Sanji doesn’t so much as get comfortable as get arranged by Luffy, a process everyone has been taking turns with to get him to move around in this state. His eyes had closed somewhere between giving his empty cup back to Nami and pulling on his pajama pants, and haven’t opened since. Short sentences rapidly became single words, and by now are just noises. 

“C’mon, Sanji, you liked laying on Zoro’s boobs, right?” Luffy says, pushing him back into place.

“Mh,” Sanji says, not hearing any of that. He faintly registers his head laying on something very comfortable, and something squirmy settling in behind him.

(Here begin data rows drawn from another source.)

PR #1382, opened 2026-03-18
[FIX] Legacy libraries with shared linkage

philippremy:
Hi!

Thank you again for adding the legacy modules to CMake. I noticed a small issue when trying it out: Compiling the legacy modules as shared libraries failed on my macOS machine, because the `BOOST_SYMBOL_EXPORT` macro was not defined properly. The fix is as simple as (just like with MSVC) explicitly setting the export visibility to `"default"`. It seems that Boost and CMake default to hidden visibility, so in order for the shared library to expose the symbols correctly this must be adapted accordingly. I also changed the `if(MSVC)` to `if(WIN32)`, which makes it compatible with MinGW based toolchains as well.

I also added a CI workflow for the shared libraries (it just mirrors the one for the static linkage).

And theoretically it should also be possible to compile the legacy libraries in standalone mode, so I guarded any `Boost::config` logic behind the appropriate flag.

If any of these changes (or all of them) are not wanted / not fitting the project, feel free to cherry-pick or close the PR altogether.


mborland (approved):
These all seem like reasonable changes to me. Thanks for giving it a go and working out the bugs!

Luffy giggles. “Yeah, Zoro’s boobs are comfy.” 

The last things Sanji is aware of are rubbery, warm arms wrapping around his middle, a soft kiss to the crown of his head, and an overwhelming sense of safety. Something at his very core stretches, unwinds, and relaxes, like a cat bathing in a patch of sunlight. Finally.

“Sleep well, Sanji.”

And for the first time in what feels like forever, he does.

Notes:

yeah, sanji makes me feel things.

I really and truly just made this for me. I wanted sanji to cry a lot and get hugs and then have a nap. I'm a simple guy, what can I say?

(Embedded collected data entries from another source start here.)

PR #1385, opened 2026-04-12
ENH: add parameter finder for degrees or freedom for students_t distribution

dschmitz89:
Towards #1305

This adds a parameter finder for the student t distribution with respect to the degrees or freedom.

**Disclaimer**: this PR is heavily LLM supported as C++ is not (yet?) my forte.

I verified the math with a simple Python program before. I also ran a simple sanity script to see that the function actually executes. I am not so confident about the tests though as I cannot really decipher the output of `b2`.

**Approach**: We use `bracket_and_solve_root` with an initial guess from a second order Edgeworth expansion of the CDF. The initial guess is very good for $df > 1$ where the t distribution behaves similar to the normal distribution but useless for low degrees of freedom (see the plot below). In this case or if it gives a relative error of the CDF worse than 10%, we fall back to an initial guess of 0.01.

t_cdf_edgeworth

<details><summary>Detailed approach for finding the initial guess</summary>
<p>

Given a quantile $x$ and a CDF value $p = P(T \leq x)$, we want to recover the degrees of freedom $\nu$.

**Step 1 — Edgeworth warm start.**

We use the 2nd-order Edgeworth expansion of the $t$ CDF in powers of $1/\nu$:

$$F(x;\nu) \approx \Phi(x) - \frac{\varphi(x)(x + x^3)}{4\nu} + \frac{\varphi(x)(3x + 5x^3 + 7x^5 - 3x^7)}{96\nu^2}$$
where $\Phi(x)$ is the standard normal CDF and $\phi(x)$ the standard normal PDF.
Setting $u = 1/\nu$ and $F(x;\nu) = p$ yields the quadratic

$$B u^2 - A u + (\Phi(x) - p) = 0$$

where

$$A = \frac{\varphi(x)(x + x^3)}{4}, \qquad B = \frac{\varphi(x)(3x + 5x^3 + 7x^5 - 3x^7)}{96}$$

The physically meaningful root (smallest positive $u$, i.e. largest $\nu$) gives a closed-form starting estimate $\hat\nu = 1/u$.

**Step 2 — Validation.**

We plug $\hat\nu$ into the exact $t$ CDF. If the relative residual $|F(x;\hat\nu) - p|/|p|$ exceeds 10%, we fall back to a safe low starting value $\nu_0 = 10^{-2}$.

</p>
</details>


dschmitz89:
CC @JacobHass8 would you have time to help out with a cursory initial review?

test/test_students_t.cpp
```diff
@@ -548,6 +548,103 @@ void test_spots(RealType)
...
+       // we use root finding
+       RealType tol_inv = boost::math::tools::epsilon<RealType>() * 500000;
+       if (boost::math::tools::digits<RealType>() > 100)
+          tol_inv *= 50000;
+       BOOST_CHECK_CLOSE(
+          students_t_distribution<RealType>::invert_probability_with_respect_to_degrees_of_freedom(
+             static_cast<RealType>(-6.96455673428326),
+             static_cast<RealType>(0.01)),
+          static_cast<RealType>(2),
+          tol_inv);
```
JacobHass8: I see these test values are used in quite a few places. It would be nice to combine all these into a single function which checks every method. This ensures we only have to define the values for the spot check in one place. It also cuts down on the amount of code. Maybe this would be for a separate PR though?

include/boost/math/distributions/students_t.hpp
```diff
@@ -344,6 +365,111 @@ BOOST_MATH_GPU_ENABLED RealType students_t_distribution<RealType, Policy>::find_
...
+         students_t_distribution<RealType, Policy> t_hat(nu_hat);
+         RealType exact_cdf = cdf(t_hat, x_abs);
+         RealType residual = (exact_cdf > p_adj) ? (exact_cdf - p_adj) : (p_adj - exact_cdf);
+         RealType relative_residual = (p_adj != 0) ? residual / p_adj : residual;
+         if (relative_residual <= tools::epsilon<RealType>() * 4)
+             return nu_hat; // Edgeworth estimate is already exact to machine precision.
+         if (relative_residual <= static_cast<RealType>(0.1))
+            hint = nu_hat;
+      }
+   }
```
JacobHass8: With all this in the function, it was initially hard for me to parse what was going on. Could this be put in a separate function called something like `boost::math::detail::edgeworth_approximation`? Then you could replace all this  with `hint = boost::math::detail::edgeworth_approximation(x_abs, p)`.

include/boost/math/distributions/students_t.hpp
```diff
@@ -344,6 +365,111 @@ BOOST_MATH_GPU_ENABLED RealType students_t_distribution<RealType, Policy>::find_
    return result;
 }
 
+template <class RealType, class Policy>
+BOOST_MATH_GPU_ENABLED RealType students_t_distribution<RealType, Policy>::invert_probability_with_respect_to_degrees_of_freedom(
```
jzmaddock, line 435: We already have a function for this here: https://github.com/boostorg/math/blob/625d76783b963de14fcd4f2b86070d4d02eb6c71/include/boost/math/distributions/students_t.hpp#L314

However, you have a better initial guess to the root finder which would be a very welcome addition!

include/boost/math/distributions/students_t.hpp
```diff
@@ -344,6 +365,111 @@ BOOST_MATH_GPU_ENABLED RealType students_t_distribution<RealType, Policy>::find_
...
+
+   // Use symmetry: CDF(-x; df) = 1 - CDF(x; df), so always work with x >= 0.
+   RealType x_abs = (x < 0) ? -x : x;
+   RealType p_adj = (x < 0) ? (1 - p) : p;
+
+   if (x_abs == 0)
+   {
+      // CDF(0; df) = 0.5 for all df; only solvable when p == 0.5.
+      if (p_adj == static_cast<RealType>(0.5))
+         return boost::math::numeric_limits<RealType>::infinity();
```
jzmaddock: Small point, this should return policies::raise_overflow_error for consistency.

include/boost/math/distributions/students_t.hpp
```diff
@@ -344,6 +365,111 @@ BOOST_MATH_GPU_ENABLED RealType students_t_distribution<RealType, Policy>::find_
...
+   normal_distribution<RealType, Policy> std_normal(0, 1);
+   RealType phi = pdf(std_normal, x_abs);
+   RealType Phi = cdf(std_normal, x_abs);
+
+   RealType x2 = x_abs * x_abs;
+   RealType x3 = x2 * x_abs;
+   RealType x5 = x3 * x2;
+   RealType x7 = x5 * x2;
+
+   RealType A = phi * (x_abs + x3) / 4;
```
jzmaddock: If an LLM wrote most of this then colour me quite impressed ;)

A small point of C++ etiquette: variables are normally all_lower_case and upper case is reserved for macros.

include/boost/math/distributions/students_t.hpp
jzmaddock: Maybe refactor out, and use in the existing function?  That would get automatically tested in the existing tests as well.

include/boost/math/distributions/students_t.hpp
dschmitz89: I found this function but was not sure how to map the inversion problem we have here (finding degrees of freedom given a probability and a quantile) to this one arising from sample size calculation.

The signatures are:
`find_degrees_of_freedom(RealType difference_from_mean, RealType alpha, RealType beta, RealType sd, RealType hint)`
`invert_probability_with_respect_to_degrees_of_freedom(RealType x, RealType p)`

include/boost/math/distributions/students_t.hpp
dschmitz89: My workflow was basically:

* work out the edgeworth expansion with claude opus iteratively (it got the signs wrong in the beginning, I simply plotted to check the correctness
* asked claude sonnet to invert the expression
* worked out a simple python implementation to see that it works 
* asked sonnet again to translate the python implementation to something that follows boost idioms
* iterate on the PR code with manual interventions to get what we have now

include/boost/math/distributions/students_t.hpp
jzmaddock: Ah OK, slightly different problems, I would still overload the existing function though for consistency and call it:

find_degrees_of_freedom(RealType t_stat, RealType p)

dschmitz89:
I am satisfied with the changes here now and would be happy to apply the new initial guess to the existing `find_degrees_of_freedom` function in a follow up.

I am not sure what to make of the failing tests as they pass locally for me on ARM/macOS. They cover two edge cases:
* one where the Edgeworth approximation is not computable
* one where the Edgeworth approximation yields a very bad result

From the b2 output I do not know if they only fail for float or also double and long double precision. Also, what is the difference between "CI /macos (clang, 14, github_ci_block_1" and "CI / macos (clang, 14, github_ci_block_2" for example? One fails, the other succeeds. Are they different architectures?

JacobHass8:
> From the b2 output I do not know if they only fail for float or also double and long double precision. Also, what is the difference between "CI /macos (clang, 14, github_ci_block_1" and "CI / macos (clang, 14, github_ci_block_2" for example? One fails, the other succeeds. Are they different architectures?

I think the difference between "github_ci_block_1" and "github_ci_block_2" is what tests are run. If you search for "test_student_t" in the raw logs of a "github_ci_block_2" run you'll see nothing comes up. The student_t distribution is only tested in "github_ci_block_1" which is why these are failing and "github_ci_block_2" passes. 

As far as the precision goes, it looks like the issue is with the float type. Here is the relevant output (for example on the MSVC2022 (msvc-14.3, latest, github_ci_block_1) architecture)
```
2026-04-18T11:24:46.9267469Z ====== BEGIN OUTPUT ======
2026-04-18T11:24:46.9276117Z Running 1 test case...
2026-04-18T11:24:46.9276769Z Tolerance for type f is 0.0001 %
2026-04-18T11:24:46.9299431Z test_students_t.cpp(637): [1;31;49merror: in "test_main": difference{1.70141e+37} between students_t_distribution<RealType>::invert_probability_with_respect_to_degrees_of_freedom( static_cast<RealType>(1e20), static_cast<RealType>(0.5244796002843015)){5.87746615e-41} and static_cast<RealType>(1e-3){0.00100000005} exceeds 0.1%[0;39;49m
2026-04-18T11:24:46.9306566Z test_students_t.cpp(644): [1;31;49merror: in "test_main": difference{22.8419} between students_t_distribution<RealType>::invert_probability_with_respect_to_degrees_of_freedom( static_cast<RealType>(2.0), static_cast<RealType>(0.500000000644961)){2.38418574e-09} and static_cast<RealType>(1e-10){1.00000001e-10} exceeds 0.1%[0;39;49m
2026-04-18T11:24:46.9309056Z Tolerance for type d is 0.0001 %
2026-04-18T11:24:46.9309600Z Tolerance for type e is 0.0001 %
2026-04-18T11:24:46.9310272Z Tolerance for type N5boost4math8concepts12real_conceptE is 0.0001 %
2026-04-18T11:24:46.9310883Z 
2026-04-18T11:24:46.9311413Z [1;31;49m*** 2 failures are detected in the test module "Master Test Suite"
2026-04-18T11:24:46.9313867Z [0;39;49m
2026-04-18T11:24:46.9324296Z EXIT STATUS: 201
2026-04-18T11:24:46.9324809Z ====== END OUTPUT ======
```
The output message isn't very helpful in identifying what type you're using because it's simply printing `typeid(RealType).name()`. Something is definitely going wrong in the first failing test because I think the returned value, `5.87746615e-41`, is close to the minimum, positive number a float can represent.

dschmitz89:
Thanks @JacobHass8 for the hint about the test precision. Looks like everything is passing now.

I did not add GPU tests as I do not have a GPU available and no CUDA experience.

dschmitz89:
@jzmaddock Gentle ping, would you have time to review? I am quite happy with the math here but the technicalities likely need some polishing.

include/boost/math/distributions/students_t.hpp
```diff
@@ -19,10 +19,13 @@
...
 #include <boost/math/special_functions/beta.hpp> // for ibeta(a, b, x).
 #include <boost/math/special_functions/digamma.hpp>
+#include <boost/math/special_functions/relative_difference.hpp>
 #include <boost/math/distributions/complement.hpp>
 #include <boost/math/distributions/detail/common_error_handling.hpp>
-#include <boost/math/distributions/normal.hpp> 
+#include <boost/math/distributions/normal.hpp>
+#include <boost/math/distributions/cauchy.hpp>
 #include <boost/math/policies/policy.hpp>
+#include <iostream>
```
dschmitz89:
```suggestion
```

include/boost/math/distributions/students_t.hpp
```diff
@@ -332,16 +447,62 @@ BOOST_MATH_GPU_ENABLED RealType students_t_distribution<RealType, Policy>::find_
...
+         function,
+         "No degrees of freedom can satisfy CDF(0; df) == %1% (must be 0.5).",
+         p, Policy());
    }
-   return result;
+
+   // Analytical cases: df = infinity (normal), df = 1 (cauchy)
+   RealType analytical_df;
+   boost::math::normal_distribution<RealType, Policy> norm(0, 1);
+   if (detail::analytical_df_if_cdf_matches(norm, x, p, std::numeric_limits<RealType>::infinity(), analytical_df))
```
jzmaddock: I'm really nit picking here, but there's no need for the last two parameters to analytical_df_if_cdf_matches, instead I would tend to write this as:

```
if (detail::analytical_df_if_cdf_matches(norm, x, p)
   return std::numeric_limits<RealType>::infinity();
```

Which also removes the need for the `analytical_df` variable?

Except, in this particular case, we have one more wrinkle in that strictly speaking type RealType may not have an infinity, and in any case, this is an overflow error so:

```
if (detail::analytical_df_if_cdf_matches(norm, x, p)
   return policies::raise_overflow_error<RealType>(function, nullptr, Policy());
```

And the next pair of lines become:

```
if (detail::analytical_df_if_cdf_matches(cauchy, x, p, static_cast<RealType>(1), analytical_df))
      return RealType(1);
```

and the function simplifies to:

```
template <class Distribution, class RealType>
BOOST_MATH_GPU_ENABLED inline bool analytical_df_if_cdf_matches(const Distribution& dist, RealType x, RealType p)
{
   RealType cdf_val = cdf(dist, x);
   return epsilon_difference(cdf_val, p) < 4;
}
```

doc/distributions/students_t.qbk
```diff
@@ -29,6 +29,11 @@
          RealType beta,
          RealType sd,
          RealType hint = 100);
+
+      // degrees of freedom inversion from a quantile and probability:
+      BOOST_MATH_GPU_ENABLED static RealType invert_probability_with_respect_to_degrees_of_freedom(
```
jzmaddock: Can we please rename this to find_degrees_of_freedom for consistency?  IMO It's fine to overload the existing function.

dschmitz89: That makes sense. I think you mean depending on the number of arguments one of the methods is chosen. Do you have a precedent for this in boost.math, especially regarding documentation?

dschmitz89: Should be done with the last commit.

dschmitz89:
Gentle bump here. Everything is passing and comments were addressed. I will look into using the Edgeworth approximation based guess for the other parameter finder in a followup, it should not be too difficult.

jzmaddock:
Apologies for not responding sooner @dschmitz89 many thanks for this, merging now...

the first idea I had was "man, I'm overtired. eventually caffeine stops working. what would sanji resort to?" and the answer was obviously "homoerotic violence." I don't ship much in this fandom, but the zosan can be read there if you want it there

now here's some silly things my friend tatobox and I came up with while I was sharing snippets. we kinda just do tiny chatfics by writing lines back and forth at each other in chunks haha

--

usopp: you good there, bud?
sanji, being smushed by zoro: i am being... baked. like a loaf of bread.
usopp: guess that means he got a *rise* out of you
sanji: no.
usopp: you love us
sanji: ...
usopp: sanjiii. we love youuuu
sanji: *shiny eyes* shhhut up

--

nami, letting sanji use her thighs as a pillow while she undoes the little knots in his hair: sleepy sleepy
sanji: noooo
luffy, undoing sanji's shoes: sleepy sleepy
sanji: nooOooooOoo

--

usopp: sleep white boy
sanji: wha

--

sanji, face tucked between zoro's tits: mmmpf
nami: feel better
sanji: smells like blood and matcha
zoro: ...thanks?
nami: i get matcha, but blood is...
zoro: he is drooling on me
nami: oh
luffy: we did it!
usopp: you look like a new mom, zoro
luffy: are you breastfeeding him, zoro
zoro: do you want me to throw you both overboard
nami: dumbasses, he cant lactate
zoro: ... i can't?
nami: ...thinks really hard i don't think so
usopp: we really need a doctor for this shit
zoro: we dont know until we try
usopp: can we not do this while sanji is between your tits?
nami: i mean. he has a point. breast milk from a swordsman would go for a lot
usopp: im asleep, actually. ive been asleep this whole time
luffy: woah, usopp sleep talks too?
zoro: you just ask for meat
luffy: i know. its not as impressive

--

usopp: snuggletime
sanji: why is he like this
zoro: mom died and dad abandoned him
sanji: *shiny eyes* oh?
sanji: ill be your dad, usopp
usopp: uh....???? help?
luffy: is zoro the mom
usopp: n-
zoro: yes
usopp: no offense sanji, i just dont think youd be a... very... um...
sanji, on the verge of another meltdown: no its fine. im okay. finish your sentence
usopp: ...uh, not a very strict father! that's all i wanted to say, you'd be-- a - a very nice... nice dad
sanji: *big eyes*
zoro: well thats just not true.
usopp: zoro-
zoro: do you know how much hed be in your business? hes already making meal plans for us. you really want to give him the power to enforce bedtime?
usopp: ... oh. uh. yeah I guess
luffy: how come you get to have two parents
usopp: i didnt ASK -
zoro: hey, yeah, i didnt even get one parents. greedy fuck
luffy: i will be your mama
zoro: sure, why not
nami: luffy cant be your mom, hes never even had a mom!
usopp: well, he probably has one out there, he had to come from somewhere!